A general rule of thumb to predict the amount of change which can be expected in individual test scores is to multiply the standard error of measurement by 1.5. Only rarely would one expect a student’s score to increase or decrease by more than that amount between two such similar tests. The smaller the standard error of measurement, the more accurate the measurement provided by the test.
(Further discussion of the standard error of measurement can be found in J. C. Nunnally, Psychometric Theory. New York: McGraw-Hill, 1967, pp.172-235, see especially formulas 6-34, p. 201.)
A Caution in Interpreting Item Analysis Results
Each of the various item statistics provided by ScorePak® provides information which can be used to improve individual test items and to increase the quality of the test as a whole. Such statistics must always be interpreted in the context of the type of test given and the individuals being tested. W. A. Mehrens and I. J. Lehmann provide the following set of cautions in using item analysis results (Measurement and Evaluation in Education and Psychology. New York: Holt, Rinehart and Winston, 1973, 333-334):
- Item analysis data are not synonymous with item validity. An external criterion is required to accurately judge the validity of test items. By using the internal criterion of total test score, item analyses reflect internal consistency of items rather than validity.

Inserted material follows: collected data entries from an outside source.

PR #679, opened 2019-05-03
#564 Allow CIDR and Netmask in mysql_host_access 

### LINKED ISSUE #564: Allow Subnet in MySQL-Access-Hosts
# Summary
In some setups it might be nessesery to grant not only some ips access to the database but a whole subnet. To allow this in mysql you net to set the network with the netmask like 100.127.0.0/255.255.0.0 as host. It is possible to configure this manuall over the command line but the froxlor webinterface das not allow this subnet definition in the settings for MySQL-Access-Hosts.

# System information
* Froxlor version: 0.9.39.5
* Web server: apache2
* DNS server: PowerDNS (standalone)
* POP/IMAP server: Dovecot
* SMTP server: postfix
* FTP server: proftpd
* OS/Version: Debian 9

pquerner:
# Description

In #564 its asked to allow CIDR and netmask of mysql host net validation and saving.

Fixes #564

## Type of change

- [x] This change requires a documentation update **(Possibly. I've changed description field and it should be clear from there to admins.) (Only english and german)**

# How Has This Been Tested?

Locally, with cidr and netmask syntax. Values: 172.23.0.5,172.23.0.5,100.127.0.0/255.255.0.0,10.10.10.10/16,1.1.1.1/16,1.1.1.1/4

(which becomes 172.23.0.5,172.23.0.5,100.127.0.0/255.255.0.0,10.10.10.10/255.255.0.0,1.1.1.1/255.255.0.0,1.1.1.1/240.0.0.0)

CIDR is converted to netmask at saving process, since MySQL allows netmask syntax only.

- [x] Added values in backend (admin account)
- [x] Checked user privilages via mysql workbench. The values are positivly validated.
- [x] Checked if subnet validation is allowed by mysql, by trying to login with a test user with a specific subnet via phpmyadmin.

**Test Configuration**:

* Distribution: Docker (ddev)
* Webserver: nginx/1.14.2
* PHP: 7.2.16-1+0~20190307202415.17+stretch~1.gbpa7be82
* Tested against 0.10.0-rc1 (DB: 201904250)

# Checklist:

- [x] I have commented my code, particularly in hard-to-understand areas

I've only touched english and german localization, since I do not speak other languages. Therefore, for completions sake, we should ask native speakers to translate the string in `$lng['serversettings']['mysql_access_host']['description']` .


pquerner:
@d00p  is there anything else I should change or is missing?

d00p:
IPv6?

pquerner:
According to docs netmask notation cannot be used for IPv6 addresses.

https://dev.mysql.com/doc/refman/5.7/en/account-names.html

d00p:
> A host value can be a host name or an IP address (IPv4 or IPv6).

So,  ipv6 addresses per se are allowed, just not the CIDR notation, does you code cover that? A very nice addon would be a phpunit tests that validates your changes if possible (maybe add a `SettingsStoreTest` to  `tests/Froxlor/`)

d00p:
No more response?

pquerner:
Sorry I have a lot on my plate. If this PR is still interesting you can leave it open and I'll take care of it. Otherwise you can close it.

makuser:
While you are on it, maybe you could change the validation, to allow for %, which is a wildcard in this syntax, and that's currently not allowed.

d00p:
> While you are on it, maybe you could change the validation, to allow for %, which is a wildcard in this syntax, and that's currently not allowed.

would that comply with the add-user / grant stuff? never seend `create user 'someuser'@'%' ...`

makuser:
Well that's exactly what I need I for. I currently need to set it manually...
Since I'm running a MySQL cluster that will be accessed via haproxy, servers will be accessed via their FQDN.

d00p:
> Well that's exactly what I need I for. I currently need to set it manually...
> Since I'm running a MySQL cluster that will be accessed via haproxy, servers will be accessed via their FQDN.

I didn't say we couldn't do that, just wanted to know upfront if just allowing `%` will break other things :)

makuser:
Wouldn't suggest it if it break things, right?😂

pquerner:
Yes, I will actually switch to https://github.com/mlocati/ip-lib for validation and converting. Its test proven and actually a nice little library for this usage.

d00p:
Okay, looking forward to it

d00p:
Anything new here?

pquerner:
Not sure anymore whats the TODO here. The solution provided should still stand, however I have not tested it since working on it the day I provided the PR. Can we split the work perhaps and do the library integration in a seperate issue and the % Wildcard too? Would that work?

lib/Froxlor/Settings/Store.php
```diff
@@ -290,6 +290,28 @@ public static function storeSettingIpAddress($fieldname, $fielddata, $newfieldva
...
+            $ips = explode(',', $ips);
+        }
+        if(is_array($ips) && count($ips) > 0) {
+            $newfieldvalue = [];
+            foreach ($ips as $ip) {
+                $org_ip = $ip;
+                $ip_cidr = explode("/", $ip);
+                if (count($ip_cidr) == 2) {
+                    $ip = $ip_cidr[0];
+                    if(in_array((int)strlen((string)$ip_cidr[1]),array(1,2))) {
```
d00p: this looks really ugly... why not just do `if (strlen($ip_cidr[1]) <= 2) {` as it can not be 0 due to the check on line 303 if there are 2 array elements

lib/Froxlor/Settings/Store.php
```diff
@@ -290,6 +290,28 @@ public static function storeSettingIpAddress($fieldname, $fielddata, $newfieldva
...
 	{
+        $ips = $newfieldvalue;
+	    //Convert cidr to netmask for mysql, if needed be
+        if(strpos($ips, ',') !== false) {
+            $ips = explode(',', $ips);
+        }
+        if(is_array($ips) && count($ips) > 0) {
+            $newfieldvalue = [];
+            foreach ($ips as $ip) {
+                $org_ip = $ip;
```
d00p: I would suggest checking for ipv6 address here and not performing the `cidr2NetmaskAddr` validate etc. on it as it's not valid for MySQL to specify ipv6-cidr's

lib/Froxlor/Validate/Validate.php
```diff
@@ -64,6 +64,26 @@ public static function validate($str, $fieldname, $pattern = '', $lng = '', $emp
...
+    public static function cidr2NetmaskAddr ($cidr) {
+
+        $ta = substr ($cidr, strpos ($cidr, '/') + 1) * 1;
+        $netmask = str_split (str_pad (str_pad ('', $ta, '1'), 32, '0'), 8);
+
+        foreach ($netmask as &$element) {
+            $element = bindec ($element);
+        }
+
+        return join ('.', $netmask);
```
d00p: `join` is just an alias for `implode`, please use `implode` because 

- we always use `implode`
- you never know when an alias might get removed from php in later versions

lib/Froxlor/Validate/Validate.php
```diff
@@ -90,6 +110,9 @@ public static function validate_ip2($ip, $return_bool = false, $lng = 'invalidip
 			$ip_cidr = explode("/", $ip);
 			if (count($ip_cidr) == 2) {
 				$ip = $ip_cidr[0];
+				if(in_array((int)strlen((string)$ip_cidr[1]),array(1,2))) {
```
d00p: same as in lib/Froxlor/Settings/Store.php:305 - better use `if (strlen($ip_cidr[1]) <= 2) {` and check for ipv6

d00p:
Also, the unit-tests fail as you've changed the behavior of `Validate::validate_ip2()` - could you please only convert CIDR to netmask when validating mysql-hosts to avoid breakage of other functionality

pquerner:
How would I know from where I got called from ?
Do you have some solution regarding session or state ?

lib/Froxlor/Settings/Store.php
pquerner: True, I can change that.

lib/Froxlor/Validate/Validate.php
pquerner: Changed.

lib/Froxlor/Validate/Validate.php
pquerner: Changed

lib/Froxlor/Settings/Store.php
pquerner: I must disagree. Checks are done before hand (`\Froxlor\Validate\Check::checkMysqlAccessHost`) and if we're not validating here but in the save method, what good does that do? It just shifts the problem into a new class instead.

d00p:
> Is it OK to introduce a new parameter for this ? Do you see a different way ?

I think that would be the best way, right after `$allow_cidr = false`let's add `$cidr_as_netmask = false` (attention when the last parameter `$throw_exception` is set!!! Adjust accordingly if present) and add the corresponding parameter to your check routine in `Validate\Check::checkMysqlAccessHost()`

lib/Froxlor/Settings/Store.php
d00p: Yes, this needs to be done in `Validate\Check::checkMysqlAccessHost()`.

If we'd do that in `Validate::validate_ip2()` it would be misleading that an IPv6 cidr-notation is invalid which is generally not, only in case of MySQL.

pquerner:
Please check it now. The new introduced paramter is only set to true from `\Froxlor\Validate\Check::checkMysqlAccessHost` so far, so I think its ok now the way it works.
I've fixed the unit tests and added new ones for ipv6 addresses.

lib/Froxlor/Validate/Validate.php
```diff
@@ -62,32 +62,77 @@ public static function validate($str, $fieldname, $pattern = '', $lng = '', $emp
...
+
+    /**
+     * Checks if an $address (IP) is IPv6
+     *
+     * @param $address
+     *
+     * @return bool
+     * @thx https://stackoverflow.com/a/13677565/3020926
+     */
+    public static function is_ipv6($address) {
```
d00p: Don't understand why this should be needed, there's `filter_var()` for checking whether an IP address is ipv6 or not

lib/Froxlor/Validate/Validate.php
```diff
@@ -62,32 +62,77 @@ public static function validate($str, $fieldname, $pattern = '', $lng = '', $emp
...
+     * @param bool   $allow_priv
+     *            whether to allow private network addresses
+     * @param bool   $allow_cidr
+     *            whether to allow CIDR values e.g. 10.10.10.10/16
+     * @param bool   $cidr_as_netmask
+     *            whether to format CIDR nodation to netmask notation
+     *
+     * @return string|bool ip address on success, false on failure
+     */
+	public static function validate_ip2($ip, $return_bool = false, $lng = 'invalidip', $allow_localhost = false, $allow_priv = false, $allow_cidr = false, $throw_exception = false, $cidr_as_netmask = false)
```
d00p: please make `$throw_exception` the last parameter as I've mentioned before (it's always the last parameter also on other functions, it's irritating if this is not the last parameter)

tests/Froxlor/ValidateTest.php
```diff
@@ -86,12 +86,29 @@ public function testValidateIpCidr()
 		$this->assertEquals("12.34.56.78/24", $result);
 	}
 
+    public function testValidateIpv6Disallowed()
+    {
+        $this->expectException("Exception");
+        $this->expectExceptionCode(400);
+        $result = Validate::validate_ip2("2620:0:2d0:200::7/32", false, 'invalidip', false, false, true, true);
```
d00p: you don't need `$result =` if you expect an exception

tests/Froxlor/ValidateTest.php
```diff
@@ -86,12 +86,29 @@ public function testValidateIpCidr()
 		$this->assertEquals("12.34.56.78/24", $result);
 	}
 
+    public function testValidateIpv6Disallowed()
+    {
+        $this->expectException("Exception");
```
d00p: Please expect a certain Message, only expecting `Exception` is very vague

lib/Froxlor/Validate/Validate.php
```diff
@@ -62,32 +62,77 @@ public static function validate($str, $fieldname, $pattern = '', $lng = '', $emp
...
 	{
 		$cidr = "";
 		if ($allow_cidr) {
 			$org_ip = $ip;
 			$ip_cidr = explode("/", $ip);
-			if (count($ip_cidr) == 2) {
+			if (count($ip_cidr) === 2) {
```
d00p: why changing `==` to `===` ....`count` returns `int` and `2` is an integer....a bit unnecessary imho

lib/Froxlor/Validate/Validate.php
```diff
@@ -62,32 +62,77 @@ public static function validate($str, $fieldname, $pattern = '', $lng = '', $emp
...
+			    if (self::is_ipv6($ip)) {
```
d00p: you call somethin `is_ipv6()` and then validate whether it's ipv6 using `filter_var`....seems odd to me

lib/Froxlor/Validate/Validate.php
```diff
@@ -62,32 +62,77 @@ public static function validate($str, $fieldname, $pattern = '', $lng = '', $emp
...
+                    //MySQL does not handle CIDR of IPv6 addresses, return error
+                    if (false === filter_var($ip, FILTER_VALIDATE_IP, FILTER_FLAG_IPV6)) {
```
d00p: please compare function-call to const/check-value, not the other way around, we never do that (as far as I'm aware)

lib/Froxlor/Validate/Validate.php
pquerner: That means every call needs to be changed. Why is this the proper solution here?

tests/Froxlor/ValidateTest.php
pquerner: Will remove it...

lib/Froxlor/Validate/Validate.php
pquerner: So the IDE does not scream anymore at this.

lib/Froxlor/Validate/Validate.php
pquerner: First I check if its any type of v6, then I check (with `ip_cidr`) if it contained `/` which means its a ipv6 cidr notation. Thats a no go here, ipv6 without notation is just fine. I dont see any issue here.

lib/Froxlor/Validate/Validate.php
pquerner: Changed.

lib/Froxlor/Validate/Validate.php
d00p: I thought I already explained why: it's always the last parameter also on other functions, it's irritating if this is not the last parameter

The `$throw_exception` was introduced to give a correct API-response when used within the API and remain behaviour if used in Frontend.

Also, it's only 8 occurences...and I bet not even half of them need to be adjusted - I just like to keep things consistent

lib/Froxlor/Validate/Validate.php
d00p: mine's not :P well, so be it, it's not wrong and can't hurt

tests/Froxlor/ValidateTest.php
pquerner: So .. unlike here?! https://github.com/Froxlor/Froxlor/blob/0afbe3d13b67d439177ae23a4f60028b91cc7687/tests/Froxlor/ValidateTest.php#L72

lib/Froxlor/Validate/Validate.php
d00p: well the "issue" is, why have a function `is_ipv6()` when there's `filter_var($ip, FILTER_VALIDATE_IP, FILTER_FLAG_IPV6)` - hence my question what's up with the `is_ipv6()` function

lib/Froxlor/Validate/Validate.php
pquerner: Instead of thinking around it in another topic regarding this (introducing new parameters often comes with such questions and can easily be dealt with somewhere else) you make everyone adapt to your quirks. Thats why I question everything here. But w/e, I'll change it.

tests/Froxlor/ValidateTest.php
d00p: Hm must be a reason why I did not specify the exceptionmessage (like in any other test...) cant remember. Let's leave it like that :)

lib/Froxlor/Validate/Validate.php
d00p: thank you

lib/Froxlor/Validate/Validate.php
pquerner: Because `filter_var($ip, FILTER_VALIDATE_IP, FILTER_FLAG_IPV4)` reports false, because of the CIDR notation. And if ipv4 is checked with the IPv6 flag, guess what happens.

d00p: Ugh? At that point, there's no need for the CIDR notation for validation, you're exploding `$ip_cidr` and can use `$ip_cidr[0]` or am I missing something?

pquerner: Brainfart by me. Removed the inner If-Statement. My bad.

lib/Froxlor/Validate/Validate.php
pquerner: I'll leave that because there is something called mapped ipv6 address. Like ::ffff:10.20.30.40 which translates to a ipv4 address but in ipv6 "language". If I understand that correctly, tho. That function takes care of it, while `filter_var` apparanetly does not (Did not test!).

d00p: Yeah I've read that too...I would drop that for now because if you support that here you'd have to support this notation everywhere

pquerner: `filter_var($address, FILTER_VALIDATE_IP, FILTER_FLAG_IPV6)` does return false when `$address` is `2620:0:2d0:200::7/32.

lib/Froxlor/Validate/Validate.php
pquerner: Changed it https://github.com/pquerner/Froxlor/commit/9689afc759e1e79a1c10f28afb8b0eab0e6c3a49

lib/Froxlor/Validate/Validate.php
d00p: still don't get the point why you need that - you have the `$ip_cidr` array at the point where you call `self::is_ipv6()` (iirc) which for my understanding should be:
```php
$ip_cidr = [
    0 => 2620:0:2d0:200::7,
    1 => 32
];
```
So, just use `filter_var` on `$ip_cidr[0]`

pquerner: Changed.

lib/Froxlor/Settings/Store.php
pquerner: Added a new parameter for this, so the checks can stay in the validate method.

lib/Froxlor/Validate/Validate.php
```diff
@@ -62,32 +62,78 @@ public static function validate($str, $fieldname, $pattern = '', $lng = '', $emp
...
 		$cidr = "";
 		if ($allow_cidr) {
 			$org_ip = $ip;
 			$ip_cidr = explode("/", $ip);
-			if (count($ip_cidr) == 2) {
+			if (count($ip_cidr) === 2) {
+			    if(strlen($ip_cidr[1]) <= 2 && in_array((int)$ip_cidr[1], array_values(range(1, 32)), TRUE) === false) {
+                    \Froxlor\UI\Response::standard_error($lng, $ip, $throw_exception);
+                }
+                if ($cidr_as_netmask && self::is_ipv6($ip_cidr[0])) {
```
d00p: now there's `is_ipv6()` for only one occurence, might as well do this and remove `is_ipv6()` completely 
```diff
- if ($cidr_as_netmask && self::is_ipv6($ip_cidr[0])) {
+ if ($cidr_as_netmask && filter_var($ip_cidr[0], FILTER_VALIDATE_IP, FILTER_FLAG_IPV6)) {
```

pquerner: Maybe I can add some unit tests for that. Would that help? I think its best if we have this capsuled in case its needed sometime down the road.

d00p: It's used in various places, could be helpful to have that capsuled but then use it everywhere where `filter_var($xyz, FILTER_VALIDATE_IP, FILTER_FLAG_IPV6)` is used (counting 18 occurences using grep)

pquerner: We can change that. But lets tackle this in a new PR.

d00p: agreed

pquerner:
Can you check if this test works?

```
public function testIPv6Checks()
    {
        $result = Validate::is_ipv6('1.1.1.1');
        $this->assertFalse($result);
        $result = Validate::is_ipv6('::ffff:10.20.30.40');
        $this->assertEquals('::ffff:10.20.30.40', $result);
        $result = Validate::is_ipv6('2620:0:2d0:200::7/32');
        $this->assertFalse($result);
        $result = Validate::is_ipv6('2620:0:2d0:200::7');
        $this->assertEquals('2620:0:2d0:200::7', $result);
    }
```

`filter_var` returns the data filtered (ie. string) or false on failure. so I think the code I've used in the if statements are wrong. Can you confirm ?

d00p:
> Can you check if this test works?
> 
> ```
> public function testIPv6Checks()
>     {
>         $result = Validate::is_ipv6('1.1.1.1');
>         $this->assertFalse($result);
>         $result = Validate::is_ipv6('::ffff:10.20.30.40');
>         $this->assertEquals('::ffff:10.20.30.40', $result);
>         $result = Validate::is_ipv6('2620:0:2d0:200::7/32');
>         $this->assertFalse($result);
>         $result = Validate::is_ipv6('2620:0:2d0:200::7');
>         $this->assertEquals('2620:0:2d0:200::7', $result);
>     }
> ```
> 
> `filter_var` returns the data filtered (ie. string) or false on failure. so I think the code I've used in the if statements are wrong. Can you confirm ?

Test-function passes fully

- The discrimination index is not always a measure of item quality. There is a variety of reasons an item may have low discriminating power:(a) extremely difficult or easy items will have low ability to discriminate but such items are often needed to adequately sample course content and objectives;(b) an item may show low discrimination if the test measures many different content areas and cognitive skills. For example, if the majority of the test measures “knowledge of facts,” then an item assessing “ability to apply principles” may have a low correlation with total test score, yet both types of items are needed to measure attainment of course objectives.
- Item analysis data are tentative. Such data are influenced by the type and number of students being tested, instructional procedures employed, and chance errors. If repeated use of items is possible, statistics should be recorded for each administration of each item.

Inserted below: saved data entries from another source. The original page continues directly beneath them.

PR #680, opened 2019-05-10
Feature-request #672 - database name prefixes + custom name

pquerner:
Add mysql prefix option to use customername + database description field as final databasename

Fixes #672 

## Type of change

- [ ] Bug fix (non-breaking change which fixes an issue)
- [x] New feature (non-breaking change which adds functionality)
- [ ] Breaking change (fix or feature that would cause existing functionality to not work as expected)
- [x] This change requires a documentation update

# How Has This Been Tested?

Locally. If the newely option value "DBNAME" is used, new functionality is triggered and executed.

# Checklist:

- [x] I have performed a self-review of my own code
- [x] I have commented my code, particularly in hard-to-understand areas
- [ ] I have made corresponding changes to the documentation
- [x] My changes generate no new warnings
- [ ] I have added tests that prove my fix is effective or that my feature works
- [ ] New and existing unit tests pass locally with my changes

I've only added english and german localization, as I do not speak the other languages.

PR #681, opened 2019-05-10
Fix db param null

pquerner:
# Description

Via PR #680 I've seen the method \Froxlor\Database\Manager\DbManagerMySQL::createDatabase. But it allowed "NULL" as parameter value and it will crash the following query (CREATE DATABASE ...). 
Therefore I've added checks to prevent that behaviour and instead throw a exception.

## Type of change

# Checklist:


pquerner:
If it never takes null, why make it optional then by definition?

d00p:
No particular reason ;)

PR #689, opened 2019-05-17
* Make ftp quota related to used traffic instead of used disk space

realbugi:
# Description

Currently Froxlor calculates FTP quota based on disk space usage which is wrong. If we setup traffic (bandwidth) limit lower than disk space in current state then this prevents user from FTP usage. 

Fixes # (issue)

## Type of change

# How Has This Been Tested?

Checking working instance after few days and current system calculation manually.

- [ ] Test A
- [ ] Test B

**Test Configuration**:

* Distribution:
* Webserver:
* PHP:
* etc.etc.:

# Checklist:

- [ ] I have performed a self-review of my own code

### DIFF
--- a/lib/Froxlor/Cron/Traffic/TrafficCron.php
+++ b/lib/Froxlor/Cron/Traffic/TrafficCron.php
@@ -477,7 +477,7 @@ class TrafficCron extends \Froxlor\Cron\FroxlorCron
 			 * Proftpd Quota
 			 */
 			$upd_data = array(
-				'biu' => ($current_diskspace['all'] * 1024),
+				'biu' => ($sum_month_traffic['all'] * 1024),
 				'loginname' => $row['loginname'],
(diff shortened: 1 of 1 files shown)


d00p:
The quota's meaning is to restrict diskspace usage...not traffic usage...There is not real quota for traffic right now. You can only generate warning-emails to inform the customers about high traffic usage

realbugi:
I understand your point but it's not actually true. See that current version make issues as described in OP. 

When you're calculating quota for ProFTPd service you are using now:
```
panel_customers.traffic*1024 AS bytes_in_avail 
and comparing with 
$current_diskspace['all'] * 1024
```
with is wrong.

This PR solves this issue in correct way I believe (based on traffic).

d00p:
I can only repeat myself....FTP quota (the .ftpquota file) shows the _disk usage_ and **NOT** the _traffic usage_

PR #693, opened 2019-05-27
Fehlermeldung wenn Vendor-Ordner Fehlt

drexlma:
Fehlermeldung wenn Vendor-Ordner Fehlt

### DIFF
--- a/lib/init.php
+++ b/lib/init.php
@@ -16,6 +16,10 @@
  * @package    System
  *
  */
+if(!file_exists(dirname(__DIR__) . '/vendor/autoload.php')){
+    die('Vendor does not exist. Please run "Composer install". For more informationen https://github.com/Froxlor/Froxlor/wiki');
+}
+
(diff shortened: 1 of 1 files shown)


lib/init.php
```diff
@@ -16,6 +16,10 @@
  * @package    System
  *
  */
+if(!file_exists(dirname(__DIR__) . '/vendor/autoload.php')){
+    die('Vendor does not exist. Please run "Composer install". For more informationen https://github.com/Froxlor/Froxlor/wiki');
```
d00p: composer in lowercase letters please...

d00p:
It would be more "froxlor-like" if we would die with a nice hint (html/css) like we do in https://github.com/Froxlor/Froxlor/blob/master/install/lib/class.FroxlorInstall.php#L1089 or https://github.com/Froxlor/Froxlor/blob/master/lib/init.php#L78 - just create a template to display the hint nicely

PR #27056, opened 2024-02-08
fix(ephemeral): fix ephemeral builds in PR

mistercrunch:
fixes the issue "Error response from daemon: No such image"
as observed here
https://github.com/apache/superset/actions/runs/7836111298/job/21383010014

1 Raw scores are those scores which are computed by scoring answer sheets against a ScorePak® Key Sheet. Raw score names are EXAM1 through EXAM9, QUIZ1 through QUIZ9, MIDTRM1 through MIDTRM3, and FINAL. ScorePak® cannot analyze scores taken from the bonus section of student answer sheets or computed from other scores, because such scores are not derived from individual items which can be accessed by ScorePak®. Furthermore, separate analyses must be requested for different versions of the same exam. Return to the text. (anchor near note 1 in text)
2 A correlation is a statistic which indexes the degree of linear relationship between two variables. If the value of one variable is related to the value of another, they are said to be “correlated.” In positive relationships, the value of one variable tends to be high when the value of the other is high, and low when the other is low. In negative relationships, the value of one variable tends to be high when the other is low, and vice versa. The possible values of correlation coefficients range from -1.00 to 1.00. The strength of the relationship is shown by the absolute value of the coefficient (that is, how large the number is whether it is positive or negative). The sign indicates the direction of the relationship (whether positive or negative). Return to the text.